PR #11594, opened 2019-05-01
Removing "Tap to retry"

### LINKED ISSUE #11432: Offline Support: Row showing actionable alert.
## Description:

1. Go to a post's settings screen.
2. Go offline.
3. Tap on "Tags".

You'll see that there's a row below the input field with the text "Couldn't load tags. Tap to retry".

As the message states, you can tap on that row to try to reload the contents.

This screen should probably both auto-refresh when a connection is detected, and offer a pull-down to refresh option.  This requires design approval though.

## Screenshots:

rowOfflineMessage

yaelirub:
Fixes #11432 

Expected: When unable to load tags the bottom label will show "Couldn't load tags."
To test:
1. Be offline 
2. Go to post from the post list
3. Go to post settings
4. Go to tags
5. see that the label shows  "Couldn't load tags."

BEFORE:
tags_label

AFTER:
tags_notice

Update release notes:

### DIFF
--- a/RELEASE-NOTES.txt
+++ b/RELEASE-NOTES.txt
@@ -12,6 +12,7 @@
 * Better URL validation when logging in with a self hosted site.
 * Account Settings Primary Site now shows the site URL if the site has no name.
 * Implemented incremental improvements to accessibility experience across the app.
+* Updated error message when tag loading failed.
 
 12.3
 -----
--- a/WordPress/Classes/Utility/WPError+Swift.swift
+++ b/WordPress/Classes/Utility/WPError+Swift.swift
@@ -4,6 +4,7 @@ import WordPressFlux
 
 extension WPError {
     private static let noticeTag: Notice.Tag = "WPError.Networking"
+    private static let noticeErrorTag: Notice.Tag = "WPError.anyError"
 
     /// Show a Notice with the message taken from the given `error`
     ///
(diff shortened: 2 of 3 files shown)


diegoreymendez:
@yaelirub - The way in which we show this message seems a bit non-standard to me.  Any thoughts on having this come up using the snack bar?

yaelirub:
@diegoreymendez , I implemented and it seems like the notice is not showing when the keyboard is displayed and the tags text view becomes first responder when the view appears.
@shiki , is there a known issue with notices displaying with keyboard

shiki:
@yaelirub It should be sufficiently handled by this:

https://github.com/wordpress-mobile/WordPress-iOS/blob/develop/WordPress/Classes/ViewRelated/System/Notices/NoticePresenter.swift#L96

I wonder if it's a race condition. 🤔

shiki:
@yaelirub Would you mind sharing how you used `Notice` in here so I can take a look?

yaelirub:
@shiki , I'm using `WPError.showNetworkingNotice(title: title, error: error)` to show the notice. 
When I commented out the textview.becomeFirstResponder I do see the notice, but I think you're right and there might be a race condition there

shiki:
Thank you, @yaelirub, I created a separate issue for it. #11620.

shiki:
@diegoreymendez @yaelirub If you both think we should proceed with showing a Notice, I sent a PR for the Notice issue here: #11632.

jkmassel:

yaelirub:
@diegoreymendez, updated

yaelirub:
Thank you @shiki ! 🙏 
Updated.

Issue #10379, opened 2018-11-01
[Stats Refresh] Insights: show loading view


ScoutHarris:
On the Stats Insight view, show a loading view while the data is loading.

Currently, the Insights view is shown with no data:

![insights_loading](https://user-images.githubusercontent.com/1816888/47866208-b764d500-ddc3-11e8-9d0e-7eaccaa38cbb.png)

We should show the typical loading view. For example (from Activities):

![loading](https://user-images.githubusercontent.com/1816888/47866222-c186d380-ddc3-11e8-83b5-925c9d187be1.png)

PR #11597, opened 2019-05-01
[Stats Refresh] Insights: Loading View

danielebogo:
Refs. #10379

This PR adds a loading view for the Stats Insights section.

stats-insights-loading-view

## NoResultsViewHost
Because we often duplicate the code to add the NoResultsViewController as child, I thought to create a helper using a protocol called `NoResultsViewHost` (thanks @frosty for the name suggestion). Its extension constrained to a UIViewController contains the logic to configure, display and hide the noResultsViewController object. Also using associated objects allows us to implement the protocol without any other particular implementation.

## Error Handling
I will push another PR for the error handling. This because it requires some change on the Store.

## To test:
• From _My Sites_ select a site and open its dashboard
• Select _Stats_ to open the Stats section. Be sure the tab _Insights_ is selected.
• You should see the loading view
• The loading view should disappear as soon the data is loaded

Update release notes:


danielebogo:
Thanks @ScoutHarris !

SylvesterWilmott:
Looks good @danielebogo

PR #11603, opened 2019-05-01
[Stats Refresh] Post Stats: add date selector

ScoutHarris:
Ref #11189

This adds the date selector to the Post Stats view.
- When the date is changed, the Views count, difference, and percentage update on the Overview card.
- Back button goes back by one day.
- Forward button goes forward by one day.

Behavior inherited from the date selector (i.e. this is not new, just reiterating the behavior):
- Forward button is disabled if the next day is beyond the current day.
- Back button is disabled if the next day is beyond the number of days shown on the Overview chart, which is 13.

To test:

- Access Post Stats via:
  - Insights > Latest Post Summary > View more
  - Period > Posts and Pages > row selection
  - Period > Posts and Pages > View more > row selection
- Change the date back and forward.
- Verify it performs as expected, and the overview data updates.

post_stats

### DIFF
--- a/WordPress/Classes/ViewRelated/Stats/Shared Views/Post Stats/PostStatsViewModel.swift
+++ b/WordPress/Classes/ViewRelated/Stats/Shared Views/Post Stats/PostStatsViewModel.swift
@@ -10,6 +10,7 @@ class PostStatsViewModel: Observable {
 
     let changeDispatcher = Dispatcher<Void>()
 
+    private var selectedDate = Date()
     private var postID: Int?
     private var postTitle: String?
     private var postURL: URL?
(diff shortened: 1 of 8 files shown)


ScoutHarris:
@SylvesterWilmott - iPad views:

---
ipad_port

---
ipad_land

WordPress/Classes/ViewRelated/Stats/Shared Views/Post Stats/PostStatsViewModel.swift
```diff
@@ -232,4 +240,32 @@ private extension PostStatsViewModel {
         return weekDateFormatter.string(from: day)
     }
 
+    // MARK: - Overview Helpers
+
+    func dayDataFrom(_ daysData: [StatsPostViews]) -> (viewCount: Int, difference: Int, percentage: Int) {
```
stevebaranski: Named tuple parameters: 👍

SylvesterWilmott:
Look good @ScoutHarris 

But are we missing the highlighted period on the chart? I also noticed the date selector is on May 1 and the chart ends at Feb 28 which should not be possible or is this just a mock?

PR #11610, opened 2019-05-02
Append locale as query parameter to TOS URL

### LINKED ISSUE #9824: TOS page linked in the app in not localised
The TOS page we link from the App (Me -> App Settings -> WordPress for iOS -> Terms of Service) is not localised. 
Since translated versions of the page exist for some languages, we should use those where possible.

ctarda:
Fix #9824 

As mentioned in [this comment](https://github.com/wordpress-mobile/WordPress-iOS/issues/9824#issuecomment-487056318), this PR passes the locale identifier as a parameter in the TOS URL. 

To test:
- Check out the branch
- Run the app on a device (or simulator) with the system set to a language other than English.
- Navigate to Me > App Settings > About WordPress for iOS > tap Terms of Service

@etoledom Since you reviewed the original code that is updated now, would you mind taking a look?
cc / @aforcier


jkmassel:
Merged this to get it into 12.4.

PR #11611, opened 2019-05-02
[Stats Refresh] No Results view when the Insights Overview fails

### LINKED ISSUE #10379: [Stats Refresh] Insights: show loading view

danielebogo:
Fixes #10379 

This PR adds the no results screen when the whole overview fails.

## Store
I followed the logic the `StatsInsightsStore` uses when the api service is fetching a particular overview section. I use different `Bool` value types, each for every overview section. Then the viewModel and the view controller will check only the `fetchingOverviewHasFailed` property.
Also `func tableViewModel() -> ImmuTable` will return always an empty `ImmuTable` if `fetchingOverviewHasFailed` will be true.

## To test:
• From My Sites select a site and open its dashboard
• Activate your _Network Link Conditioner_ or any other tool you want to use. The important thing is the response should be always **100% Loss**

☆ ☆ ☆ ☆ ☆

TASK GOAL: What is wanted is every line from the first line of the entries through the line that contains "You'll see that", given again exactly.

RESULT FOR THIS EXERCISE:
PR #11594, opened 2019-05-01
Removing "Tap to retry"

### LINKED ISSUE #11432: Offline Support: Row showing actionable alert.
## Description:

1. Go to a post's settings screen.
2. Go offline.
3. Tap on "Tags".

You'll see that there's a row below the input field with the text "Couldn't load tags. Tap to retry".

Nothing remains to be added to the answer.